Don’t feel sorry for the deposed Speaker of the House, Kevin McCarthy, and don’t think for a moment that Democrats should have bailed him out when the radicals he serviced turned on him after he reluctantly and briefly fulfilled his responsibility to govern. After all, you can’t wave around a gun and not imagine that somebody might shoot you. McCarthy embraced and empowered the terrorists who predictably wound up as his political assassins. The harsh conservatism of today’s Republican party — the enshrinement of MAGA-heads into every layer of its establishment — lay the groundwork for the intra-party warfare that has stalled any action on Capitol Hill on what should be the nation’s agenda.

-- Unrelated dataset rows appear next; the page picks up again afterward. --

PR #26146, opened 2025-09-24
Add logging macros for KleidiAI and fix todos from previous PR

orlmon01:
### Key changes
This patch contains logging macros for the KleidiAI kernels
It also contains changes / todos from a previous PR:
https://github.com/microsoft/onnxruntime/pull/25187

### DIFF
--- a/cmake/CMakeLists.txt
+++ b/cmake/CMakeLists.txt
@@ -678,25 +678,14 @@ if(onnxruntime_USE_SVE)
   endif()
 endif()
 
-if (onnxruntime_USE_KLEIDIAI AND (
-      (onnxruntime_target_platform STREQUAL "aarch64") OR
-      (onnxruntime_target_platform STREQUAL "ARM64") OR
-      (APPLE AND CMAKE_SYSTEM_PROCESSOR STREQUAL "arm64")))
-
-  # TODO Add checks for MSVC Compilation
-  if(NOT MSVC)
-    check_cxx_compiler_flag(-march=armv8.2-a+dotprod HAS_ARM64_DOTPROD)
-    check_cxx_compiler_flag(-march=armv8.2-a+i8mm HAS_ARM64_I8MM)
-    if (NOT HAS_ARM64_DOTPROD)
-      message(FATAL_ERROR "The compiler doesn't support dotprod")
-    endif()
-    if (NOT HAS_ARM64_I8MM)
-      message(FATAL_ERROR "The compiler doesn't support i8mm")
-    endif()
-  else()
-    message(STATUS "Skipping -march= checks on MSVC (not supported), assuming dotprod/i8mm support manually.")
-    set(HAS_ARM64_DOTPROD TRUE)
-    set(HAS_ARM64_I8MM TRUE)
+if(onnxruntime_USE_KLEIDIAI)
+  # If KLEIDIAI_DEBUG is enabled that implies both DEBUG and KERNEL messages.
+  if(KLEIDIAI_DEBUG)
+    add_definitions(-DKLEIDIAI_DEBUG=1)
+    add_definitions(-DKLEIDIAI_KERNEL=1)
+  endif()
+  if(KLEIDIAI_KERNEL)
+    add_definitions(-DKLEIDIAI_KERNEL=1)
   endif()
 endif()
 
--- a/onnxruntime/contrib_ops/cpu/quantization/dynamic_quantize_matmul.cc
+++ b/onnxruntime/contrib_ops/cpu/quantization/dynamic_quantize_matmul.cc
@@ -222,9 +222,13 @@ class DynamicQuantizeMatMul final : public MatMulIntegerToFloatBase {
       // Only handle the common case of a 2D weight matrix. Additional matrices
       // could be handled by stacking the packed buffers.
       b_shape_ = tensor.Shape();
-      // TO DO: handle b_shape_.NumDimensions() > 2 and all dimension values but the last two being 1.
-      if (!(b_shape_.NumDimensions() == 2 || (b_shape_.NumDimensions() == 3 && b_shape_[0] == 1))) {
-        can_use_dynamic_quant_mlas_ = false;
+      if (b_shape_.NumDimensions() > 2) {
+        for (size_t i = 0; i < (b_shape_.NumDimensions() - 2); ++i) {
+          if (b_shape_[i] != 1) {
+            can_use_dynamic_quant_mlas_ = false;
+            break;
+          }
+        }
       }
 
       // Can we use the mlas dynamic Q gemm interface supported with float output ?
@@ -302,8 +306,10 @@ class DynamicQuantizeMatMul final : public MatMulIntegerToFloatBase {
   int GetBIdx() const override { return IN_B; }
 
  private:
+  //Indicates when dynamic quantization is available so we can use the KleidiAI dynamic qgemm kernel
   bool can_use_dynamic_quant_mlas_{false};
 #if defined(USE_KLEIDIAI) && !defined(_MSC_VER)
+  //Indicates that the biases are a constant input and thus already quantized / packed
   bool dynamic_quant_mlas_bias_data_was_packed_{false};
 #endif
 };
--- a/onnxruntime/core/mlas/lib/kleidiai/mlasi_kleidiai.h
+++ b/onnxruntime/core/mlas/lib/kleidiai/mlasi_kleidiai.h
@@ -7,6 +7,7 @@
 #pragma once
 
 #include "mlasi.h"
+#include <iostream>
 
 // Fix to ensure compatibility with MSVC build
 #if defined(_MSC_VER)
@@ -14,6 +15,35 @@
 #else
   #define RESTRICT __restrict__
 #endif
+
+// Logging macros.
+#ifndef KLEIDIAI_DEBUG
+#define KLEIDIAI_DEBUG 0
+#endif
+#ifndef KLEIDIAI_KERNEL
+#define KLEIDIAI_KERNEL 0
+#endif
+
+// General logging. "tag" is expected to quality the type of message.
+#define KLEIDIAI_LOG(tag, msg) std::cout << "[KLEIDIAI " << tag << "]: " << msg << std::endl;
+
+#if KLEIDIAI_DEBUG
+    // General debug messages.
+    #define KLEIDIAI_DEBUG_LOG(msg) KLEIDIAI_LOG("DEBUG", msg)
+#else
+    #define KLEIDIAI_DEBUG_LOG(msg)
+#endif
+
+#if KLEIDIAI_KERNEL
+    // Messages specifically written before a call to kai_run.
+    // Note: In cases where a kernel is called in multiple threads, for example MlasTrySimpleParallel,
+    // the output order can be inconsistient. The solution is to set the intra-node thread size to 1.
+    // If using onnxruntime_perf_test this is done with "--x 1".
+    #define KLEIDIAI_KERNEL_LOG(kernel_name) KLEIDIAI_LOG("KERNEL", kernel_name)
+#else
+    #define KLEIDIAI_KERNEL_LOG(msg)
+#endif
+
 namespace ArmKleidiAI {
 // By default we should try for SME2 first before falling back to SME.
 inline const bool UseSME2 = MLAS_CPUIDINFO::GetCPUIDInfo().HasArm_SME2();
--- a/onnxruntime/core/mlas/lib/kleidiai/sgemm_kleidiai.cpp
+++ b/onnxruntime/core/mlas/lib/kleidiai/sgemm_kleidiai.cpp
@@ -45,6 +45,7 @@ Return Value:
 --*/
 {
     if (TransA != CblasNoTrans ||  N == 0  || K == 0) {
+        KLEIDIAI_DEBUG_LOG("MlasGemmPackBSize returning 0 size. N=" << N << " K=" << K);
         return 0;
     }
     //
@@ -61,9 +62,11 @@ Return Value:
                 bytes = kai_get_rhs_packed_size_rhs_pack_nxk_f32p2vlx1biasf32_f32_f32_sme(N, K);
                 break;
             default:
+                KLEIDIAI_DEBUG_LOG("MlasGemmPackBSize TransB is neither CblasNoTrans nor CblasTrans, returning 0.");
                 return 0;
         }
     } else {
+        KLEIDIAI_DEBUG_LOG("MlasGemmPackBSize TransA is CblasTrans, returning 0.");
         return 0;
     }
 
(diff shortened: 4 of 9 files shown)


orlmon01:

cmake/CMakeLists.txt
```diff
@@ -678,25 +678,14 @@ if(onnxruntime_USE_SVE)
...
-    if (NOT HAS_ARM64_I8MM)
-      message(FATAL_ERROR "The compiler doesn't support i8mm")
-    endif()
-  else()
-    message(STATUS "Skipping -march= checks on MSVC (not supported), assuming dotprod/i8mm support manually.")
-    set(HAS_ARM64_DOTPROD TRUE)
-    set(HAS_ARM64_I8MM TRUE)
+if(onnxruntime_USE_KLEIDIAI)
+  # If KLEIDIAI_DEBUG is enabled that implies both DEBUG and KERNEL messages.
+  if(KLEIDIAI_DEBUG)
```
edgchen1: are these supposed to be defined via `cmake -D...`? can they have the prefix `onnxruntime_`? and maybe a more specific name that indicates they are logging-related?

cmake/CMakeLists.txt
```diff
@@ -678,25 +678,14 @@ if(onnxruntime_USE_SVE)
...
+    add_definitions(-DKLEIDIAI_DEBUG=1)
```
edgchen1: can these definitions be scoped to the onnxruntime_mlas target? e.g., `target_compile_definitions(onnxruntime_mlas PRIVATE ...)`

onnxruntime/contrib_ops/cpu/quantization/dynamic_quantize_matmul.cc
```diff
@@ -302,8 +306,10 @@ class DynamicQuantizeMatMul final : public MatMulIntegerToFloatBase {
   int GetBIdx() const override { return IN_B; }
 
  private:
+  //Indicates when dynamic quantization is available so we can use the KleidiAI dynamic qgemm kernel
```
edgchen1: nit: would prefer to keep mention of KleidiAI within the USE_KLEIDIAI ifdefs if possible.

```suggestion
  // Indicates when MlasDynamicQGemmBatch() can be used
```

onnxruntime/core/mlas/lib/qgemm.cpp
```diff
@@ -406,7 +406,9 @@ Return Value:
     const size_t AlignedBytesRequired = (BytesRequired + BufferAlignment - 1) &
         ~(BufferAlignment - 1);
     //If this gemm B argument is used in a dynamically quantization gemm operation we can optimize for
-    //this use case. Concat both packed representations for later decision.
+    //this use case. Concat both packed representations for later decision. This allows for cases later
+    //where can_use_dynamic_mlas is false we still have the prepack at the cost of some memory otherwise
```
edgchen1: this comment about a private data member in another source file outside of MLAS seems out of place. it could be documented more at the call site if needed.

tools/ci_build/build.py
```diff
@@ -887,7 +887,6 @@ def generate_build_tree(
     # * Finally enable if platform.machine contains "arm64" and not a WebAssembly build. This should cover the following cases:
     #     *  Linux on Arm
     #     *  MacOs (case must be ignored)
```
edgchen1: it doesn't seem like this TODO was addressed

orlmon01: This TODO wasn't necessary. build.py is the correct place to determine if Onnxruntime_USE_KLEIDIAI should be ON

edgchen1: I think it would be better in the CMake logic. I have a separate PR for that.
https://github.com/microsoft/onnxruntime/pull/26178

cmake/CMakeLists.txt
orlmon01: Yes, they are very explicitly debug only and should never be used outside of that as it will murder your performance. I'll update the prefixes and names to reflect this.

hariharans29:
Can you please resolve the conflicts ?

cmake/CMakeLists.txt
```diff
@@ -713,6 +713,32 @@ else()
   endif()
 endif()
 
+if(onnxruntime_USE_SVE)
```
edgchen1: FYI, this code got moved earlier by another PR:

https://github.com/orlmon01/onnxruntime/blob/6f14c5fc0e3210fd4646e4bbda0eadee3413a470/cmake/CMakeLists.txt#L510-L523

I think this copy can be deleted.

onnxruntime/contrib_ops/cpu/quantization/dynamic_quantize_matmul.cc
```diff
@@ -222,9 +222,13 @@ class DynamicQuantizeMatMul final : public MatMulIntegerToFloatBase {
       // Only handle the common case of a 2D weight matrix. Additional matrices
       // could be handled by stacking the packed buffers.
       b_shape_ = tensor.Shape();
-      // TO DO: handle b_shape_.NumDimensions() > 2 and all dimension values but the last two being 1.
-      if (!(b_shape_.NumDimensions() == 2 || (b_shape_.NumDimensions() == 3 && b_shape_[0] == 1))) {
-        can_use_dynamic_quant_mlas_ = false;
+      if (b_shape_.NumDimensions() > 2) {
```
edgchen1: thanks for making the dimension check more generic.

the old version set `can_use_dynamic_quant_mlas_` to false if `b_shape_.NumDimensions() < 2` but the new version does not. do we want to allow 0 or 1 dimensions?

orlmon01: Good spot, I don't think it will cause any issues. Or at least it wasn't failing any tests. But we also only want to use this for 2d cases, and cases where the NumDimensions is > 2 but the it's still effectively 2d. Adding an else to be safe. :)

hariharans29: Sorry if I am mis-reading - shouldn't the if condition read >= 2 though (i.e.) `can_use_dynamic_quant_mlas_` needs to remain true when rank is 2 ?

cmake/CMakeLists.txt
hariharans29: Just thinking out loud - should these be made available to targets related to MLAS as well - https://github.com/microsoft/onnxruntime/pull/26225 ? (i.e.) should logging be exposed to benchmarking and unit-test projects too ?

onnxruntime/contrib_ops/cpu/quantization/dynamic_quantize_matmul.cc
hariharans29: Thanks for updating the condition. Don't we want to keep the else to keep the old behavior ?

cmake/CMakeLists.txt
orlmon01: That's a good question. I'm leaning towards no. Definitely not for benchmarking as enabling / using these will murder performance. And probably not for unit-test projects as they can be added in explicitly when needed for debugging. They're just intended for when you need more information on why something is failing / not working.

hariharans29:
LGTM. @edgchen1 - Do you have any additional comments ?

hariharans29:
The build failures seem unrelated to this PR. Might be something else going on.

tools/ci_build/build.py
edgchen1: this comment is not applicable now and it was removed in main. looks like it may have been added back in a merge.

onnxruntime/core/mlas/lib/qgemm.cpp
hariharans29: @orlmon01 - Sorry, is this comment still pending ?

orlmon01: Apologies, I had tweaked it but it must have gotten back in with all of the various merges / updates. Fixed :)

orlmon01:
How does it look? Any chance of this going in today? :)

hariharans29:
> How does it look? Any chance of this going in today? :)

Thanks for the updates. I will check again with @edgchen1 and @devang-ml  on this.

hariharans29 (approved):

onnxruntime/core/mlas/lib/kleidiai/mlasi_kleidiai.h
```diff
@@ -7,13 +7,43 @@
...
+    #define KLEIDIAI_DEBUG_LOG(msg) KLEIDIAI_LOG("DEBUG", msg)
+#else
+    #define KLEIDIAI_DEBUG_LOG(msg)
+#endif
+
+#if onnxruntime_KLEIDIAI_KERNEL_LOGGING
+    // Messages specifically written before a call to kai_run.
+    // Note: In cases where a kernel is called in multiple threads, for example MlasTrySimpleParallel,
+    // the output order can be inconsistient. The solution is to set the intra-node thread size to 1.
+    // If using onnxruntime_perf_test this is done with "--x 1".
```
edgchen1, line 46: can this interleaved output be avoided if we only write to `cout` once?

```c++
std::ostringstream s;
s << ...;

std::cout << s.str();
```

onnxruntime/core/mlas/lib/kleidiai/mlasi_kleidiai.h
```diff
@@ -7,13 +7,43 @@
...
+// Logging macros.
+#ifndef onnxruntime_KLEIDIAI_DEBUG_LOGGING
+#define onnxruntime_KLEIDIAI_DEBUG_LOGGING 0
+#endif
+#ifndef onnxruntime_KLEIDIAI_KERNEL_LOGGING
+#define onnxruntime_KLEIDIAI_KERNEL_LOGGING 0
+#endif
+
+// General logging. "tag" is expected to quality the type of message.
+#define KLEIDIAI_LOG(tag, msg) std::cout << "[KLEIDIAI " << tag << "]: " << msg << std::endl;
```
edgchen1: nit: can the macro code be within its own scope and require callers to follow it with a semi-colon?

```c++
#define LOG(...) \
  do { \
    std::cout << ... \
  } while(false)
```

edgchen1: if we're already using macros, it might be nice to include the file and line number in the output too

cmake/CMakeLists.txt
```diff
@@ -716,6 +716,17 @@ else()
   endif()
 endif()
 
+if(onnxruntime_USE_KLEIDIAI)
+  # If KLEIDIAI_DEBUG is enabled that implies both DEBUG and KERNEL messages.
+  if(onnxruntime_KLEIDIAI_DEBUG_LOGGING)
+    target_compile_definitions(onnxruntime_mlas PRIVATE -DKLEIDIAI_DEBUG=1)
```
edgchen1: nit: don't need to specify the leading "-D"
```suggestion
    target_compile_definitions(onnxruntime_mlas PRIVATE KLEIDIAI_DEBUG=1)
```

cmake/CMakeLists.txt
```diff
@@ -716,6 +716,17 @@ else()
...
+    target_compile_definitions(onnxruntime_mlas PRIVATE -DKLEIDIAI_KERNEL=1)
+  endif()
+  if(onnxruntime_KLEIDIAI_KERNEL_LOGGING)
+    target_compile_definitions(onnxruntime_mlas PRIVATE -DKLEIDIAI_KERNEL=1)
```
edgchen1: I believe this will be run before the onnxruntime_mlas target has been created in onnxruntime_mlas.cmake which is included below.

maybe it would be simpler to move this code to onnxruntime_mlas.cmake.

onnxruntime/core/mlas/lib/kleidiai/mlasi_kleidiai.h
```diff
@@ -7,13 +7,43 @@
...
+
+// Logging macros.
+#ifndef onnxruntime_KLEIDIAI_DEBUG_LOGGING
+#define onnxruntime_KLEIDIAI_DEBUG_LOGGING 0
+#endif
+#ifndef onnxruntime_KLEIDIAI_KERNEL_LOGGING
+#define onnxruntime_KLEIDIAI_KERNEL_LOGGING 0
+#endif
+
+// General logging. "tag" is expected to quality the type of message.
```
edgchen1:
```suggestion
// General logging. "tag" is expected to qualify the type of message.
```

onnxruntime/core/mlas/lib/kleidiai/mlasi_kleidiai.h
edgchen1: can `KLEIDIAI_LOG` only be defined if logging is enabled?

onnxruntime/core/mlas/lib/kleidiai/mlasi_kleidiai.h
orlmon01: I'm not sure. If I understand what you're suggesting correctly, you mean to have the KLEIDIAI_KERNEL_LOG just append the messages on to the end of a stringstream rather than logging them all as they happen. And then print them all out together? I think the resulting message would still be interleaved, but as a block instead of seperate messages. 
In any case, we're not really worried about the order 99% of the time as it's just for debugging and trying to see what is being called / used. For cases where the order matters you can specify the thread size to be 1. These messages should never be used when testing for performance anyways.

cmake/onnxruntime_mlas.cmake
```diff
@@ -5,6 +5,19 @@ set(MLAS_ROOT ${ONNXRUNTIME_ROOT}/core/mlas)
 set(MLAS_SRC_DIR ${MLAS_ROOT}/lib)
 set(MLAS_INC_DIR ${MLAS_ROOT}/inc)
 
+
+if(onnxruntime_USE_KLEIDIAI)
+  # If KLEIDIAI_DEBUG is enabled that implies both DEBUG and KERNEL messages.
+  if(onnxruntime_KLEIDIAI_DEBUG_LOGGING)
```
edgchen1: nit: perhaps these could go into `setup_kleidiai()` so that we can consolidate the KleidiAI-specific code.

onnxruntime/core/mlas/lib/kleidiai/mlasi_kleidiai.h
edgchen1: > If I understand what you're suggesting correctly, you mean to have the KLEIDIAI_KERNEL_LOG just append the messages on to the end of a stringstream rather than logging them all as they happen. And then print them all out together? I think the resulting message would still be interleaved, but as a block instead of seperate messages.

yes, that's what I'm suggesting. I think it would be more legible for complete log lines from different threads to be interleaved vs. fragments of them.

but if this logging is only intended to be used in a single threaded context, I suppose it doesn't matter.

onnxruntime/core/mlas/lib/kleidiai/sgemm_kleidiai.cpp
```diff
@@ -70,9 +71,11 @@ Return Value:
                 bytes = kai_get_rhs_packed_size_rhs_pack_nxk_f32p2vlx1biasf32_f32_f32_sme(N, K);
                 break;
             default:
+                KLEIDIAI_DEBUG_LOG("MlasGemmPackBSize TransB is neither CblasNoTrans nor CblasTrans, returning 0.");
                 return 0;
         }
     } else {
+        KLEIDIAI_DEBUG_LOG("MlasGemmPackBSize TransA is CblasTrans, returning 0.");
```
edgchen1: wouldn't the check for `TransA != CblasNoTrans` above already have caused the function to return early?

https://github.com/microsoft/onnxruntime/blob/edfb6f599e8ac7ddaf672037d95404eb0a473c96/onnxruntime/core/mlas/lib/kleidiai/sgemm_kleidiai.cpp#L57-L59

seems like this could be simplified by removing the second `if (TransA == CblasNoTrans)` check entirely.

onnxruntime/core/mlas/lib/kleidiai/mlasi_kleidiai.h
```diff
@@ -6,14 +6,46 @@
...
+#ifndef onnxruntime_KLEIDIAI_DEBUG_LOGGING
+#define onnxruntime_KLEIDIAI_DEBUG_LOGGING 0
+#endif
+#ifndef onnxruntime_KLEIDIAI_KERNEL_LOGGING
+#define onnxruntime_KLEIDIAI_KERNEL_LOGGING 0
+#endif
+
+// General logging. "tag" is expected to qualify the type of message.
+#if onnxruntime_KLEIDIAI_DEBUG_LOGGING
+#define KLEIDIAI_LOG(tag, msg) \
```
edgchen1, line 28: should `KLEIDIAI_LOG` also be defined if `onnxruntime_KLEIDIAI_KERNEL_LOGGING` is non-zero?

orlmon01: Good spot, that was silly of me. Strange that it still seemed to work locally. I have moved it back out and added an if statement so it should be defined for either debug or kernel logging.

hariharans29 (approved):

onnxruntime/core/mlas/lib/kleidiai/mlasi_kleidiai.h
```diff
@@ -6,14 +6,49 @@
...
+#define onnxruntime_KLEIDIAI_DEBUG_LOGGING 0
+#endif
+#ifndef onnxruntime_KLEIDIAI_KERNEL_LOGGING
+#define onnxruntime_KLEIDIAI_KERNEL_LOGGING 0
+#endif
+
+#if onnxruntime_KLEIDIAI_DEBUG_LOGGING || onnxruntime_KLEIDIAI_KERNEL_LOGGING
+#define KLEIDIAI_LOG(tag, msg) \
+    do { \
+        std::cout << __FILE__ << __LINE__ << "[KLEIDIAI " << tag << "]: " << msg << std::endl; \
```
edgchen1: nit: IMO, it would be easier to spot these log lines visually if `KLEIDIAI` was at the start of the line. also, it might be good to have some delimiters like `__FILE__ << ':' << __LINE__`

orlmon01: Done :)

It’s a situation that has left the viability of American democracy itself in question, a win for such anti-American actors as Vladimir Putin and Xi Jinping. It has put at risk the economic stability of the world and the survival of Ukraine as an independent nation. And it clarifies that Barry Goldwater was wrong: Extremism, whatever its ostensible aim, is unjustifiable in a pluralistic society.
Aristotle put forward the notion that virtue is found at the mean point between excess and deficiency — that is, neither too much nor too little of anything.2 Since democracy is a virtuous system, based on the principle that people ought to be able to decide for themselves what their government should do, it’s no wonder that democratic governments tend to be moderate. We won’t all agree all the time, so we elect people to lead us with the assumption that they’ll find a rough midpoint that’s as close as we can come at any moment to satisfying most of us, and caring as best we can for all of us.

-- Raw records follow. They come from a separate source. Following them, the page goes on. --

PR #26342, opened 2025-10-17
VitisAI bugfix model clone optimization2

abalasa-amd:
### Description
VitisAI bugfix model clone optimization2


abalasa-amd:
@microsoft-github-policy-service agree company="AMD"

PR #26344, opened 2025-10-17
Enable onnxruntime_autoep_test on non-Windows platforms

edgchen1:
### Description

Enable onnxruntime_autoep_test on non-Windows platforms. Made some fixes as needed to build and run tests.

### Motivation and Context

Verify plugin EP support for Android.

### DIFF
--- a/onnxruntime/test/autoep/library/example_plugin_ep_virt_gpu/ep.cc
+++ b/onnxruntime/test/autoep/library/example_plugin_ep_virt_gpu/ep.cc
@@ -274,7 +274,7 @@ void ORT_API_CALL EpVirtualGpu::ReleaseNodeComputeInfosImpl(OrtEp* this_ptr,
                                                             size_t num_node_compute_infos) noexcept {
   (void)this_ptr;
   for (size_t i = 0; i < num_node_compute_infos; i++) {
-    delete node_compute_infos[i];
+    delete static_cast<AddNodeComputeInfo*>(node_compute_infos[i]);
   }
 }
 


onnxruntime/test/autoep/test_registration.cc
```diff
@@ -35,7 +32,7 @@ TEST(OrtEpLibrary, LoadUnloadPluginLibrary) {
   ASSERT_ORTSTATUS_OK(Ort::GetApi().GetEpDevices(*ort_env, &ep_devices, &num_devices));
   // should be one device for the example EP
   auto num_test_ep_devices = std::count_if(ep_devices, ep_devices + num_devices,
-                                           [&registration_name, &c_api](const OrtEpDevice* device) {
+                                           [&](const OrtEpDevice* device) {
```
edgchen1, line 36: note: this change and other similar changes were made to address a warning from clang like this:

```
onnxruntime/test/autoep/test_registration.cc:35:46: error: lambda capture 'registration_name' is not required to be captured for this use [-Werror,-Wunused-lambda-capture]
   35 |                                            [&registration_name, &c_api](const OrtEpDevice* device) {
      |
```

see: https://stackoverflow.com/questions/52416362/unused-lambda-capture-warning-when-capture-is-actually-used

onnxruntime/test/platform/env_test.cc
```diff
@@ -53,5 +54,25 @@ TEST(PlatformEnvTest, GetErrnoInfo) {
 #pragma warning(pop)
 #endif
 }
+
+TEST(PlatformEnvTest, GetRuntimePath) {
```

Extremists, however, don’t buy that idea. They can’t find it in themselves to tolerate goals other than their own, which suggests that extremism is something of a personality disorder. The great Irish writer William Butler Yeats — who knew politics well, and was a senator of the Irish Free State in the 1920s — asserted, “All empty souls tend toward extreme opinions.”3
Indeed, psychologists tell us that extremism is often rooted in a lack of empathy, which is a fundamental trait that humans need if they hope to share space peacefully with one another.4 A lack of empathy is a characteristic of people with borderline personality disorder or narcissism, the latter being the mental illness many experts believe Trump displays. While America over time has been rocked by both liberal and conservative extremism, it’s mainly a problem these days on the right.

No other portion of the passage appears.